Building data stores – Transaction log

time to read 3 min | 499 words

One of the interesting aspects in building a data store is that you run head on into things that you would generally leave to the infrastructure. By far, most developers deal with concurrency by relegating that responsibility to a database.

When you write your own database, you have to build this sort of thing. In essence, we have two separate issues here:

  • Maximizing Concurrency – does readers wait for writers? does writers wait for readers? does writers wait for writers?
  • Ensuring Consistency – can I read uncommitted data? can I read partially written data?

As I mentioned in my previous post, there are two major options when building a data store, Transaction Log & Append Only. There are probably a better name for each, but that is how I know them.

This post is going to focus on transaction log. Transaction log is actually pretty simple idea, conceptually. It simply requires that you would state what you intend to do before you do it, in such a way that you can reverse it.
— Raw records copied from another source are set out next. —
PR #15998, opened 2021-11-12
Vulnerability scan data export functionality

prahaladdarkin:
Scope of changes:
* Implement mechanism to export vulnerability scan data to CSV formatted file.
* Implement a Job - SCAN_DATA_EXPORT_JOB that would perform the export in an asynchronous manner.
* Implement mechanism to push the generated CSV artifact to the registry.
* periodic clean up logic to delete older CSV files.
* Expose set of APIs to:
   * Trigger an export job
   * Get the status of an export job execution
   * Download the CSV artifact.
 
Proposal Link : https://github.com/goharbor/community/pull/174


api/v2.0/swagger.yaml
```diff
@@ -8657,3 +8756,71 @@ definitions:
...
+
+  ScanDataExportJob:
+    type: object
+    description: The metadata associated with the scan data export job
+    properties:
+      id:
+        type: integer
+        format: int64
+        description: The id of the scan data export job
+  ScanDataExportExecution:
```
AllForNothing, line 8799: Need to  add  a "name" property to this object, for a better UX

api/v2.0/swagger.yaml
```diff
@@ -8657,3 +8756,71 @@ definitions:
         format: int64
         description: The total storage consumption of blobs, only be seen by the system admin
         x-omitempty: false
+  ScanDataExportCriteria:
```
AllForNothing, line 8759: Need to add a "name" property to this object, for a better UX

api/v2.0/swagger.yaml
```diff
@@ -8657,3 +8756,71 @@ definitions:
...
+        type: array
+        items:
+          type: integer
+          format: int64
+        description: A list of repositories for which to export the scan data, defaults to all if empty
+      cveIds:
+        type: array
+        items:
+          type: string
+      tags:
```
AllForNothing, line 8785: Should  use  double star rule  for "repos" and "tags".
And for "cveIds", need to discuss

api/v2.0/swagger.yaml
```diff
@@ -5334,6 +5334,99 @@ paths:
...
+          $ref: '#/responses/403'
+        '404':
+          $ref: '#/responses/404'
+        '405':
+          $ref: '#/responses/405'
+        '409':
+          $ref: '#/responses/409'
+        '500':
+          $ref: '#/responses/500'
+  /export/scan/execution/{execution_id}:
```
AllForNothing, line 5372: Should change it  to a  list API, "/export/scan/executions", to list the executions for the current user

AllForNothing: And  the response of this API needs to carry the job name info(need to discuss how to implement)

dioguerra:
Any chance i can help review this?

api/v2.0/swagger.yaml
```diff
@@ -9016,3 +9144,89 @@ definitions:
         type: string
         format: date-time
         description: The creation time of the accessory
+
+  ScanDataExportRequest:
+    type: object
+    description: The criteria to select the scan data to export.
+    properties:
+      job_name:
```
wy65701436, line 9152: is it necessary? User might not know it.

src/server/v2.0/handler/scanexport.go
```diff
@@ -0,0 +1,202 @@
...
+		return operation.NewExportScanDataBadRequest().WithPayload(errors)
+	}
+
+	// loop through the list of projects and validate that scan privilege and create privilege
+	// is available for all projects
+	// TODO : Should we just ignore projects that do not have the required level of access?
+
+	projects := params.Criteria.Projects
+	for _, project := range projects {
+		if err := se.RequireProjectAccess(ctx, project, rbac.ActionCreate, rbac.ResourceScan); err != nil {
```
wy65701436, line 60: is it a system level API? If so, only system access needs to be verified.

api/v2.0/swagger.yaml
```diff
@@ -5575,6 +5575,122 @@ paths:
...
+        '400':
+          $ref: '#/responses/400'
+        '401':
+          $ref: '#/responses/401'
+        '403':
+          $ref: '#/responses/403'
+        '404':
+          $ref: '#/responses/404'
+        '405':
+          $ref: '#/responses/405'
```
wy65701436, line 5608: can you point where the 405 will be raised?

src/server/v2.0/handler/scanexport.go
```diff
@@ -0,0 +1,202 @@
...
+			return se.SendError(ctx, err)
+		}
+	}
+
+	scanDataExportJob := new(models.ScanDataExportJob)
+
+	// vendor id associated with the execution can be set to -1
+	// is not associated with the state of any other scan report entity
+	userContext := context.WithValue(ctx, "vendorId", -1)
```
wy65701436, line 69: hardcode it in the scanDataExportCtl?

src/controller/scandataexport/execution.go
```diff
@@ -0,0 +1,191 @@
...
+	makeCtx        func() context.Context
+	sysArtifactMgr systemartifact.Manager
+}
+
+func (c *controller) GetExecutions(ctx context.Context, userName string) ([]*export.Execution, error) {
+	keywords := make(map[string]interface{})
+	keywords["VendorType"] = job.ScanDataExport
+	keywords[fmt.Sprintf("ExtraAttrs.%s", export.UserNameAttribute)] = userName
+
+	q := new(q2.Query)
```
wy65701436, line 55: use the q2.New()

api/v2.0/swagger.yaml
AllForNothing: This is a pure UI requirement that helps users to distinguish between exporting jobs

src/controller/scandataexport/execution.go
```diff
@@ -0,0 +1,191 @@
...
+	}
+	execs := make([]*export.Execution, 0)
+	for _, execForUser := range execsForUser {
+		execs = append(execs, c.convertToExportExecStatus(ctx, execForUser))
+	}
+	return execs, nil
+}
+
+func (c *controller) GetTask(ctx context.Context, executionId int64) (*task.Task, error) {
+	query := new(q2.Query)
```
wy65701436, line 69: ditto

src/controller/scandataexport/execution.go
```diff
@@ -0,0 +1,191 @@
...
+	tasks, err := c.taskMgr.List(ctx, query)
+	if err != nil {
+		return nil, err
+	}
+	if len(tasks) == 0 {
+		return nil, errors.Errorf("No task found for execution Id : %d", executionId)
+	}
+	// for the export JOB there would be a single instance of the task corresponding to the execution
+	// we will hence return the latest instance of the task associated with this execution
+	logger.Infof("Returning task instance with ID : %v", tasks[0].ID)
```
chlins, line 88: %d

src/jobservice/runtime/bootstrap.go
```diff
@@ -17,6 +17,7 @@ package runtime
 import (
 	"context"
 	"fmt"
+	"github.com/goharbor/harbor/src/jobservice/job/impl/scandataexport"
```
chlins, line 20: pls format imports

src/pkg/scan/export/filter_processor.go
```diff
@@ -0,0 +1,127 @@
...
+	repoMgr    repository.Manager
+	tagMgr     tag.Manager
+	usrMgr     user.Manager
+	projectMgr project.Manager
+}
+
+// NewFilterProcessor constructs an instance of a FilterProcessor
+func NewFilterProcessor() FilterProcessor {
+	return &DefaultFilterProcessor{
+		repoMgr:    repository.New(),
```
chlins, line 34: pls use `pkg.RepositoryMgr`

src/pkg/scan/export/filter_processor.go
```diff
@@ -0,0 +1,127 @@
...
+		tagMgr:     tag.Mgr,
+		usrMgr:     user.Mgr,
+		projectMgr: project.New(),
```
chlins, line 37: `pkg.ProjectMgr`

src/testing/controller/scan/export/controller.go
```diff
@@ -0,0 +1,78 @@
+package export
```
chlins, line 1: This file seems not generated by mockery?

src/testing/controller/scan/export/registryclient.go
```diff
@@ -0,0 +1,71 @@
+package export
```
chlins, line 1: ditto

src/jobservice/job/impl/scandataexport/scan_data_export.go
```diff
@@ -0,0 +1,345 @@
...
+
+func (sde *ScanDataExport) MaxFails() uint {
+	return 1
+}
+
+// MaxCurrency of the job. Unlike the WorkerPool concurrency, it controls the limit on the number jobs of that type
+// that can be active at one time by within a single redis instance.
+// The default value is 0, which means "no limit on job concurrency".
+func (sde *ScanDataExport) MaxCurrency() uint {
+	return 0
```
wy65701436, line 44: we should set it to 1

src/go.mod
```diff
@@ -28,6 +28,7 @@ require (
 	github.com/go-openapi/validate v0.19.10
 	github.com/go-redis/redis/v8 v8.11.4
 	github.com/go-sql-driver/mysql v1.5.0
+	github.com/gocarina/gocsv v0.0.0-20210516172204-ca9e8a8ddea8
```
wy65701436, line 31: why don't we choose the "encoding/csv"?

api/v2.0/swagger.yaml
```diff
@@ -9016,3 +9144,89 @@ definitions:
...
+          type: integer
+          format: int64
+        description: A list of one or more labels for which to export the scan data, defaults to all if empty
+      repositories:
+        type: string
+        description: A list of repositories for which to export the scan data, defaults to all if empty
+      cveIds:
+        type: string
+        description: CVE-IDs for which to export data. Multiple CVE-IDs can be specified by separating using ',' and enclosed between '{}'. Defaults to all if empty
+      tags:
```
wy65701436, line 9173: do we need the tags here? Since the scan result is associated with the digest, rather than tag. Repository is enough, IMO.

src/jobservice/job/impl/scandataexport/scan_data_export.go
```diff
@@ -0,0 +1,345 @@
...
+	csvFile, err := os.OpenFile(fileName, os.O_RDONLY, os.ModePerm)
+	if err != nil {
+		logger.Errorf(
+			"Export Job Id = %v. Error when moving report file %s to persistent storage: %v", params["JobId"], fileName, err)
+		return err
+	}
+	baseFileName := filepath.Base(fileName)
+	repositoryName := strings.TrimSuffix(baseFileName, filepath.Ext(baseFileName))
+	logger.Infof("Creating repository for CSV file with blob : %s", repositoryName)
+	stat, err := os.Stat(fileName)
```
wy65701436, line 106: what about if the size is 0?

src/server/v2.0/handler/scanexport.go
```diff
@@ -0,0 +1,202 @@
...
+		JobName:     execution.JobName,
+		UserName:    execution.UserName,
+		FilePresent: execution.FilePresent,
+	}
+
+	return operation.NewGetScanDataExportExecutionOK().WithPayload(&sdeExec)
+}
+
+func (se *scanDataExportAPI) DownloadScanData(ctx context.Context, params operation.DownloadScanDataParams) middleware.Responder {
+	err := se.RequireAuthenticated(ctx)
```
wy65701436, line 109: does that mean anyone can download CVE data of any exeuction?

src/server/v2.0/handler/scanexport.go
```diff
@@ -0,0 +1,202 @@
...
+
+	repositoryName := fmt.Sprintf("scandata_export_%v", params.ExecutionID)
+	file, err := se.sysArtifactMgr.Read(ctx, strings.ToLower(export.Vendor), repositoryName, execution.ExportDataDigest)
+	if err != nil {
+		return se.SendError(ctx, err)
+	}
+	logger.Infof("reading data from file : %s", repositoryName)
+
+	return middleware.ResponderFunc(func(writer http.ResponseWriter, producer runtime.Producer) {
+		defer se.cleanUpArtifact(ctx, repositoryName, execution.ExportDataDigest, params.ExecutionID)
```
wy65701436, line 126: combind these two defer?

src/server/v2.0/handler/scanexport.go
```diff
@@ -0,0 +1,202 @@
...
+		defer file.Close()
+		writer.Header().Set("Content-Type", "text/csv")
+		writer.Header().Set("Content-Disposition", fmt.Sprintf("attachment; filename=%q", fmt.Sprintf("%s.csv", repositoryName)))
+		nbytes, err := io.Copy(writer, file)
+		if err != nil {
+			logger.Errorf("Encountered error while copying data: %v", err)
+		} else {
+			logger.Infof("Copied %v bytes from file to client", nbytes)
```
wy65701436, line 134: use debugf to avoid noise?

src/controller/scandataexport/execution.go
```diff
@@ -0,0 +1,191 @@
...
+	if err := c.execMgr.StopAndWait(ctx, executionID, 10*time.Second); err != nil {
+		logger.Errorf("failed to stop the execution %d: %v", executionID, err)
+	}
+	if err := c.execMgr.MarkError(ctx, executionID, err.Error()); err != nil {
+		logger.Errorf("failed to mark error for the execution %d: %v", executionID, err)
+	}
+}
+
+func (c *controller) convertToExportExecStatus(ctx context.Context, exec *task.Execution) *export.Execution {
+	execStatus := &export.Execution{
```
wy65701436, line 161: check nil firstly

src/pkg/scan/export/manager.go
```diff
@@ -0,0 +1,230 @@
...
+	"github.com/goharbor/harbor/src/jobservice/logger"
+	"github.com/goharbor/harbor/src/lib/orm"
+	q2 "github.com/goharbor/harbor/src/lib/q"
+	"strconv"
+	"strings"
+)
+
+const (
+	VulnScanReportView  = "vuln_scan_report"
+	VulnScanReportQuery = `select row_number() over() as result_row_id, project.project_id as project_id, project."name" as project_name, harbor_user.user_id as user_id, harbor_user.username as project_owner, repository.repository_id, repository.name as repository_name, artifact.digest as artifact_digest, scanner_registration.id as scanner_id, scanner_registration."name" as scanner_name, vulnerability_record.cve_id, vulnerability_record.package, vulnerability_record.severity,
```
wy65701436, line 18: as for the CSV column, 

- the repository name is enough.

- no need the project owner.

src/server/v2.0/handler/scanexport.go
```diff
@@ -0,0 +1,202 @@
...
+		UserID:      execution.UserID,
+		JobName:     execution.JobName,
+		UserName:    execution.UserName,
+		FilePresent: execution.FilePresent,
+	}
+
+	return operation.NewGetScanDataExportExecutionOK().WithPayload(&sdeExec)
+}
+
+func (se *scanDataExportAPI) DownloadScanData(ctx context.Context, params operation.DownloadScanDataParams) middleware.Responder {
```
wy65701436, line 108: can someone else download my exported data?

src/controller/scandataexport/execution.go
```diff
@@ -0,0 +1,191 @@
...
+	task.SetExecutionSweeperCount(job.ScanDataExport, 50)
+}
+
+var Ctl = NewController()
+
+type Controller interface {
+	Start(ctx context.Context, criteria export.Request) (executionId int64, err error)
+	GetExecution(ctx context.Context, executionId int64) (*export.Execution, error)
+	GetExecutions(ctx context.Context, userName string) ([]*export.Execution, error)
+	GetTask(ctx context.Context, executionId int64) (*task.Task, error)
```
chlins, line 29: one execution only for one task? for other resource, it often use ListTasks().

api/v2.0/swagger.yaml
```diff
@@ -5575,6 +5575,122 @@ paths:
         '500':
           $ref: '#/responses/500'
 
+  /export/scan:
```
wy65701436, line 5578: `/export/cve?`

src/controller/scandataexport/execution.go
```diff
@@ -0,0 +1,191 @@
...
+		return nil, err
+	}
+
+	return c.convertToExportExecStatus(ctx, exec), nil
+}
+
+func (c *controller) DeleteExecution(ctx context.Context, executionId int64) error {
+	err := c.execMgr.Delete(ctx, executionId)
+	if err != nil {
+		logger.Errorf("Error when deleting execution  for ExecutionId: %d error : %v", executionId, err)
```
chlins, line 105: "Error when deleting execution for ExecutionId: %d, error: %v"

src/jobservice/job/impl/scandataexport/scan_data_export.go
```diff
@@ -0,0 +1,345 @@
...
+	if err != nil {
+		logger.Errorf("Export Job Id = %v. Error when fetching execution record for update : %v", params["JobId"], err)
+		return err
+	}
+	attrsToUpdate := make(map[string]interface{})
+	for k, v := range exec.ExtraAttrs {
+		attrsToUpdate[k] = v
+	}
+	attrsToUpdate[export.DigestKey] = hash.String()
+	err = sde.execMgr.UpdateExtraAttrs(ctx.SystemContext(), execId, attrsToUpdate)
```
chlins, line 143: return sde.execMgr.UpdateExtraAttrs(ctx.SystemContext(), execId, attrsToUpdate)

src/jobservice/job/impl/scandataexport/scan_data_export.go
```diff
@@ -0,0 +1,345 @@
...
+	return err
+}
+
+func (sde *ScanDataExport) writeCsvFile(ctx job.Context, params job.Parameters, fileName string) error {
+	csvFile, err := os.OpenFile(fileName, os.O_WRONLY|os.O_CREATE|os.O_APPEND, os.ModePerm)
+	systemContext := ctx.SystemContext()
+	defer csvFile.Close()
```
chlins, line 150: csvFile whether be nil if open file error?

src/jobservice/job/impl/scandataexport/scan_data_export.go
```diff
@@ -0,0 +1,345 @@
...
+		}
+
+		exportParams = export.Params{
+			Projects:     filterCriteria.Projects,
+			Repositories: repoIds,
+			CVEIds:       filterCriteria.CVEIds,
+			Labels:       filterCriteria.Labels,
+		}
+	} else {
+		exportParams = export.Params{
```
chlins, line 209: do we need else?

src/pkg/scan/export/filter_processor.go
```diff
@@ -0,0 +1,127 @@
...
+	}
+	logger.Infof("Selected %d projects administered by user %s ", len(projects), userName)
+	projectIds := make([]int64, 0)
+	for _, proj := range projects {
+		projectIds = append(projectIds, proj.ProjectID)
+	}
+
+	// check if the project ids specified in the filter are present in the list
+	// of projects of which the current user is a project admin
+	if projectIdsToFilter == nil || len(projectIdsToFilter) == 0 {
```
chlins, line 67: `len(projectIdsToFilter) == 0` is enough.

src/pkg/scan/export/filter_processor.go
```diff
@@ -0,0 +1,127 @@
...
+		return projectIds, nil
+	}
+	m := make(map[int64]bool)
+	for _, projectId := range projectIds {
+		m[projectId] = true
+	}
+	filtered := make([]int64, 0)
+
+	for _, filteredProjId := range projectIdsToFilter {
+		if _, ok := m[filteredProjId]; ok {
```
chlins, line 77: as the map value is boolean type, so here can just use `if m[filteredProjId] {...}`

src/pkg/scan/export/filter_processor.go
```diff
@@ -0,0 +1,127 @@
...
+	}
+	return filtered, nil
+}
+
+func (dfp *DefaultFilterProcessor) ProcessRepositoryFilter(ctx context.Context, filter string, projectIds []int64) ([]*selector.Candidate, error) {
+	sel := doublestar.New(doublestar.RepoMatches, filter, "")
+	candidates := make([]*selector.Candidate, 0)
+
+	for _, projectId := range projectIds {
+		query := q.Query{Keywords: map[string]interface{}{"ProjectID": projectId}}
```
chlins, line 89: q.New()

src/pkg/scan/export/filter_processor.go
```diff
@@ -0,0 +1,127 @@
...
+	}
+	return sel.Select(candidates)
+}
+
+func (dfp *DefaultFilterProcessor) ProcessTagFilter(ctx context.Context, filter string, repositoryIds []int64) ([]*selector.Candidate, error) {
+	sel := doublestar.New(doublestar.Matches, filter, "")
+	candidates := make([]*selector.Candidate, 0)
+
+	for _, repoId := range repositoryIds {
+		query := q.Query{Keywords: map[string]interface{}{"RepositoryID": repoId}}
```
chlins, line 111: q.New()

src/server/v2.0/handler/scanexport.go
chlins: If the vendorId is -1, the execution will only be retained as 50 for all users, so we could use userId as the vendorId to let every user can keep self 50 records. Ref: https://github.com/goharbor/harbor/blob/dc1a03fde25cc05f82705e13106ba9cfae8fc918/src/pkg/task/execution.go#L146

src/server/v2.0/handler/scanexport.go
prahaladdarkin: As discussed, there is no change required here. Skipping this comment.

src/server/v2.0/handler/scanexport.go
prahaladdarkin: @chlins  Based on my earlier discussions, we had decided to keep the vendor id as -1. Is there a library method to get the user id for the current requesting user irrespective of the auth mechanism?

src/controller/scandataexport/execution.go
prahaladdarkin: Done

src/server/v2.0/handler/scanexport.go
prahaladdarkin: @wy65701436  I will hold on to this comment. If we want to pass the user id as the vendor id then we will have to do it within this location itself. I wanted to understand the possible implications of using  -1 other than the fact that executions would be retained across all users as opposed to specific user ids.

make/photon/prepare/templates/docker_compose/docker-compose.yml.jinja
```diff
@@ -21,6 +21,7 @@ services:
         target: /etc/rsyslog.d/rsyslog_docker.conf
     ports:
       - 127.0.0.1:1514:10514
+      - ::1:1514:10514
```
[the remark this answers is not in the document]
prahaladdarkin: Removed. This line was also the reason why my dev setups were not coming up correctly.

src/controller/scandataexport/execution.go
prahaladdarkin: Done.

src/pkg/scan/export/filter_processor.go
prahaladdarkin: Done

src/pkg/scan/export/filter_processor.go
prahaladdarkin: Done

src/testing/controller/scan/export/controller.go
prahaladdarkin: Done. Cleaned up

src/testing/controller/scan/export/registryclient.go
prahaladdarkin: Done. cleaned up

src/jobservice/job/impl/scandataexport/scan_data_export.go
prahaladdarkin: Done

src/server/v2.0/handler/scanexport.go
wy65701436: I think why @chlins purpose to use the userid as the vendor id is to avoid the execute sweeper to sweep the valid exeuctions.

Some backgound: 
To avoid having too many execution records in the database, Harbor introduced an execution sweeper to clean up what we consider to be useless execution records. When a user triggers a new exeuction, the sweeper starts sweeping the execution records. The key point here is that the sweeper uses the vendor ID and vendor type as query criteria to query the exeuction records and keep the latest 50. This means that if we use -1 as the vendor ID for CSV export execution, the sweeper will keep the latest 50 reports for all users. However, if we have hunderds of users and at least one CVE report per person, then 50 entries are not enough here.

src/go.mod
prahaladdarkin: Deliberately chose the current `gocarina/gocsv` library over the `encoding/csv` since it sis supports binding CSV fields to the struct fields during definition phase itself. For reference please take a look at how the `export.Data` struct is defined with the CSV annotations. This is not possible in `encoding/csv`  resulting in more verbose code

src/jobservice/job/impl/scandataexport/scan_data_export.go
prahaladdarkin: Currently, an empty file gets generated. However in my opinion this is ok. An empty CSV indicates to the user that his/her search criteria did not yield any results. This is also the behavior for many reporting tools that allow for offline report generation where-in the user triggering the report would download an empty CSV file if the report criteria is not satisfied.

src/server/v2.0/handler/scanexport.go
prahaladdarkin: Good catch. I missed this in my earlier implementation. Perhaps because the userID is set to -1, the above scenario pointed out is feasible. 
One fix would be to filter the executions based on the name of the user triggering the request and return only those execution records or download data that belong to the user
The other alternative is what requires your input - send the user id as the vendor id in which case, we return the executions filtered by the user id.

src/server/v2.0/handler/scanexport.go
prahaladdarkin: Done

src/server/v2.0/handler/scanexport.go
prahaladdarkin: Done

src/pkg/scan/export/manager.go
prahaladdarkin: The reason that the project owner was included was because when an admin runs a report, they should be able to immediately filter the obtained CSV based on certain fields of which project owner would be an important one. For e.g. the current implementation facilitates a workflow where the admin downloads the CSV for all projects and then performs targeted analysis in Excel for  specific set of project owners.

src/server/v2.0/handler/scanexport.go
prahaladdarkin: Currently yes. I will fix this post the discussion on the approach to do it.

src/controller/scandataexport/execution.go
prahaladdarkin: When we had originally discussed the proposal, as far as I remember correctly it was required to have only one execution per task since the CSV API and Job framework was supposed to behave that way. 
Also did you imply to rename the method `GetExecutions` to `ListExecutions`?

prahaladdarkin: When we had originally discussed the proposal, as far as I remember correctly it was required to have only one execution per task since the CSV API and Job framework was supposed to behave that way. 
Also did you imply to rename the method `GetExecutions` to `ListExecutions`?

wy65701436:
@daixiang0 feel free to add your comments.

daixiang0:
> @daixiang0 feel free to add your comments.

@wy65701436 unexpected ping?

wy65701436:
@dioguerra feel free to add your comments. 

My bad, sorry @daixiang0

src/pkg/scan/export/manager.go
prahaladdarkin: As discussed in a meeting, I will be currently keeping the project owner column as is and then we can decide the exact columns to be placed in the CSV based on the performance benchmarks.

src/jobservice/job/impl/scandataexport/scan_data_export.go
prahaladdarkin: As discussed in the meeting, I will keep the behavior as is. Also, the presence or absence of data within the file does not really add much load to the system since the user anyways has to download the file to examine the data. and hence does not really save anything in terms of I/O.

src/server/v2.0/handler/scanexport.go
prahaladdarkin: Done. I have implemented a check against the name of the user initiating the download versus the name of the user who owns the task execution and return a 401 if they do not match

src/controller/scandataexport/execution.go
prahaladdarkin: Done

src/jobservice/job/impl/scandataexport/scan_data_export.go
prahaladdarkin: Done

src/pkg/scan/export/filter_processor.go
prahaladdarkin: Done

src/pkg/scan/export/filter_processor.go
prahaladdarkin: Done

src/jobservice/job/impl/scandataexport/scan_data_export.go
prahaladdarkin: Done. removed

src/pkg/scan/export/filter_processor.go
prahaladdarkin: Done

src/server/v2.0/handler/scanexport.go
prahaladdarkin: This has been fixed. A check has been incorporated that compares the name of the logged in user with the owner of the export job

src/controller/scandataexport/execution.go
prahaladdarkin: Currently keep the names as is since these are internal APIs and not directly exposed to the end user via the Rest API.

src/server/v2.0/handler/scanexport.go
```diff
@@ -0,0 +1,237 @@
...
+	}
+
+	// check if the execution being downloaded is owned by the current user
+	secContext, err := se.GetSecurityContext(ctx)
+	if err != nil {
+		return se.SendError(ctx, err)
+	}
+
+	if secContext.GetUsername() != execution.UserName {
+		return middleware.ResponderFunc(func(writer http.ResponseWriter, producer runtime.Producer) {
```
wy65701436, line 145: here we can just return an forbidden error?

wy65701436 (approved):
lgtm

src/controller/scandataexport/execution.go
```diff
@@ -0,0 +1,194 @@
...
+	artifactExists := c.isCsvArtifactPresent(ctx, exec.ID, execStatus.ExportDataDigest)
+	execStatus.FilePresent = artifactExists
+	return execStatus
+}
+
+func (c *controller) isCsvArtifactPresent(ctx context.Context, execID int64, digest string) bool {
+	repositoryName := fmt.Sprintf("scandata_export_%v", execID)
+	exists, err := c.sysArtifactMgr.Exists(ctx, strings.ToLower(export.Vendor), repositoryName, digest)
+	if err != nil {
+		exists = false
```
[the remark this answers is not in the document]
prahaladdarkin: Ack. Will take this in a subsequent CL

src/server/v2.0/handler/scanexport.go
prahaladdarkin: Ack. Will pick this in a subsequent CL

src/pkg/scan/export/filter_processor.go
```diff
@@ -0,0 +1,142 @@
...
+}
+
+func (dfp *DefaultFilterProcessor) getProjectQueryFilter(user *commonmodels.User) *q.Query {
+	secContext := local.NewSecurityContext(user)
+	if secContext.IsSysAdmin() {
+		logger.Infof("User %v is sys admin. Selecting all projects for export.", user.Username)
+		return q.New(q.KeyWords{})
+	}
+	logger.Infof("User %v is not sys admin. Selecting projects with admin roles for export.", user.Username)
+	return q.New(q.KeyWords{"member": &models.MemberQuery{UserID: user.UserID, Role: common.RoleProjectAdmin}})
```
chlins, line 141: This behavior means if the user is not system admin, he can only list projects for which he is the project administrator? What happened If the user is the Developer role?

prahaladdarkin: Yes currently that is the implementation. I am facing a technical limitation in using the `user.MemberQuery` struct - it only allows one role at a time. I would not be in favor of writing another raw SQL for getting users with specific set of roles. Is there a role I can use which is a combination of both `Project Admin` and `Project Developer`?
cc @wy65701436

wy65701436: let's merge this PR firstly, then use other PR to fix.

chlins (approved):
lgtm

src/server/v2.0/handler/scanexport.go
prahaladdarkin: Done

For example, let us say that I want to store “users/ayende” –> "”. All I need to do is to write the following to the transaction log.

   "Key": "users/ayende",
   "NewVal": "",
   "TxId": 19474774

If the data store crashes before the transaction is completed, we can run a recovery process that would resolve any issues in the actual data from the transaction log. Once a transaction is committed, we can safely delete it from the transaction log.

As I said, conceptually it is a very simple idea, but it leads to some interesting implementation challenges:

  • You can optimize things by not writing to disk (except for writing to the transaction log) immediately.
  • You need to keep track of concurrent transactions touching the same records.
  • You need to handle background flushing to disk.
  • The crash recovery process can be.. finicky to write.

Concurrency control is something that you essentially have to roll on your own, and you can make it as granular as you feel like. There is some complexity involved in ensuring that you read the appropriate data from the transaction log / data file (based on whatever you are in a transaction reading data you modified or outside it, reading the old data), but where it gets really complex is the number of moving parts that you have to deal with.